Deze week maandag was het officiële moment, waarop de Nederlandse en de Vlaamse minderbroeders franciscanen één provincie zijn geworden. De nieuwe provincie bestaat uit 95 broeders verdeeld over tien communiteiten, waarvan drie in Vlaanderen en zeven in Nederland.
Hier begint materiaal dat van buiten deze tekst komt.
PR #4529, opened 2020-08-28
Updates CI tests for the reject command

Daniil-M-beep:
Updates CI tests for the reject command as the aliases used could have been confusing

### DIFF
--- a/test/test_chatcommands.py
+++ b/test/test_chatcommands.py
@@ -287,7 +287,7 @@ def test_reject(monkeypatch):
         m.setattr("requests.get", lambda *args, **kwargs: None)
         assert chatcommands.reject('8888 "test"', original_msg=msg, alias_used="reject-force") == "Cannot connect to GitHub API"
         m.setattr("requests.get", original_get)
-    assert chatcommands.reject('2518 "test"', original_msg=msg)[:8] in {"Please p", "Cannot c"}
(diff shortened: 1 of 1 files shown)


test/test_chatcommands.py
```diff
@@ -278,16 +278,16 @@ def test_reject(monkeypatch):
 
     # Prevent from attempting to check privileges with Metasmoke
     monkeypatch.setattr(GlobalVars, "code_privileged_users", [])
-    assert chatcommands.reject('8888 "test"', original_msg=msg, alias_used="report").startswith("You need blacklist manager privileges")
+    assert chatcommands.reject('8888 "test"', original_msg=msg).startswith("You need blacklist manager privileges")
```
makyen: You've removed `alias_used="report"`, instead of replacing it with `alias_used="reject"`. All of these should just replace "report" with "reject".

It looks like the `@command` decorator results in the command being actually called as a result of the `__call__` in chatcommunicate.py, which defaults `alias_used` to `None`. This appears to be a larger issue with how all of the commands are organized, which you should just work around here by providing `alias_used` in this line and below.

makyen: And, I'm *way* behind.

Daniil-M-beep: It seems you are reviewing an outdated version.

PR #4553, opened 2020-08-29
[findspam] expand n-word regex

NobodyNada:
A lowercase L looks like an uppercase I: https://metasmoke.erwaysoftware.com/post/261698#preview-tab

This PR amends the offensive regex. 1/0/0 on MS, no legitimate hits on the site


NobodyNada:
As per [Ryan M's suggestion](https://chat.stackexchange.com/transcript/message/55393212#55393212), also catch '1' and '3' in place of 'i' and 'e'.

makyen:
!!/approve

Issue #4291, opened 2020-08-04
SD randomly loses connection to CHQ chat


user12986714:
### What problem has occurred? What issues has it caused?

Examples:  
https://chat.stackexchange.com/transcript/message/55147397
https://chat.stackexchange.com/transcript/message/55127179
https://chat.stackexchange.com/transcript/message/55127158

SD will not post any message to/respond to commands CHQ until a manual reboot in another room.

### What would you like to happen/not happen?
Not to randomly disconnect.

teward:
So, this is a problem, but there's really not that much we can really "do" about it - we're bound by ChatExchange plugin and how it operates, and it has no mechanism to 'reconnect after failure' and such.

user12986714:
This is happening too often now. Maybe we need to spot where the problem is (either here or in CE code base) and fix it.

tripleee:
We are using Art's fork of ChatExchange already, and upstream was making noises which seemed like it would not be receiving further updates from their side. Perhaps the time has come to make ours an official fork, or create a replacement (though the idea scares me).

teward:
> We are using Art's fork of ChatExchange already, and upstream was making noises which seemed like it would not be receiving further updates from their side. Perhaps the time has come to make ours an official fork, or create a replacement (though the idea scares me).

I'm not against having a chat lib that works for us but we need to be careful last time I looked theres a lot of black magic inside ChatExchange to make it work...

makyen:
I'm not sure where the impression was given that ChatExchange wasn't accepting updates. The most recent PR which we (Art) submitted, which was bug fixes, performance improvements, and self-documentation, was merged within 4 hours.

It's reasonable for us to be running off of our own fork, but I'm not aware of ChatExchange being unwilling to accept updates, at least to fix bugs.

I don't know about anyone else, but I haven't even begun to take a look at what might be causing this current issue. It could be in ChatExchange, it could be something we're doing. I think it's quite premature for us to say "let's ditch ChatExchange". Until we're at the point where we *need* something that ChatExchange is set against having, I think we should be targeting any changes/development we do with the intent that it gets merged back into the main ChatExchange repo.

makyen:
[...]

PR #4569, opened 2020-08-31
Tentative async approve/reject

user12986714:
This is an attempt to solve #4291 . The observation of SD behaviour is that it randomly loses connection to CHQ after an approve/reject command is issued. I suspect therefore that this is due to the git operation hanging up the entire command listener thread, as SD is still able to post 'Goodbye, cruel world' message to CHQ but not accept any command. This is an attempt to make approve/reject asynchronous, in order to verify the cause of the bug.

Note: I am not sure what magic is happening for thread raising exceptions. Hence, I am not sure whether the code is exception-safe.

### DIFF
--- a/chatcommands.py
+++ b/chatcommands.py
@@ -558,6 +558,12 @@ def approve(msg, pr_id):
         raise CmdException(str(e))
 
 
+@command(int, privileged=True, whole_msg=True)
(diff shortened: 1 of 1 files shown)


user12986714:
No longer needed as the underlying issues have been solved.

Op het eerste gezamenlijke Vlaams-Nederlandse kapittel las minister-generaal Massimo Fusarelli ofm maandag het decreet voor waarin het generaal bestuur akkoord gaat met de reeds drie jaar geleden voorgenomen volledige integratie van de voormalige Vlaamse custodie in de ene provincie.
Na negen jaar custodie
Al sinds mei 2013 vormden de Vlaamse broeders een ‘afhankelijke custodie’ van de Nederlandse provincie. Dat wil zeggen dat ze nog redelijk zelfstandig functioneerden, maar dat enkele taken, zoals de vorming van nieuwe broeders, al aan de Nederlanders werden toevertrouwd. Nu, na negen jaar, zijn echter zoveel Vlaamse broeders op zo’n hoge leeftijd gekomen, dat ook vele andere taken niet meer door henzelf gedaan konden worden.
Op het vorige provinciekapittel in 2019 klonk de vraag van de Vlaamse broeders tot eenwording met de Nederlandse provincie. Na het Nederlandse ‘ja’ op de vraag uit Vlaanderen is er drie jaar lang gewerkt aan deze samengang, zowel economisch, juridisch, kerkjuridisch, als ook ‘in het dagelijks leven’.
Doorgaande ontwikkeling
Het proces van samengaan is op dit laatste punt zeker nog niet afgelopen. In de voorafgaande jaren zijn er op verschillende niveaus ontmoetingen geweest van broeders en medewerkers. De verdere eenwording moet in de praktijk groeien. Twee broederschappen in twee landen, met elk een eigen cultuur, moeten naar elkaar toegroeien, zonder dat ze hun eigenheid verliezen. Dat is de grote uitdaging voor de komende jaren.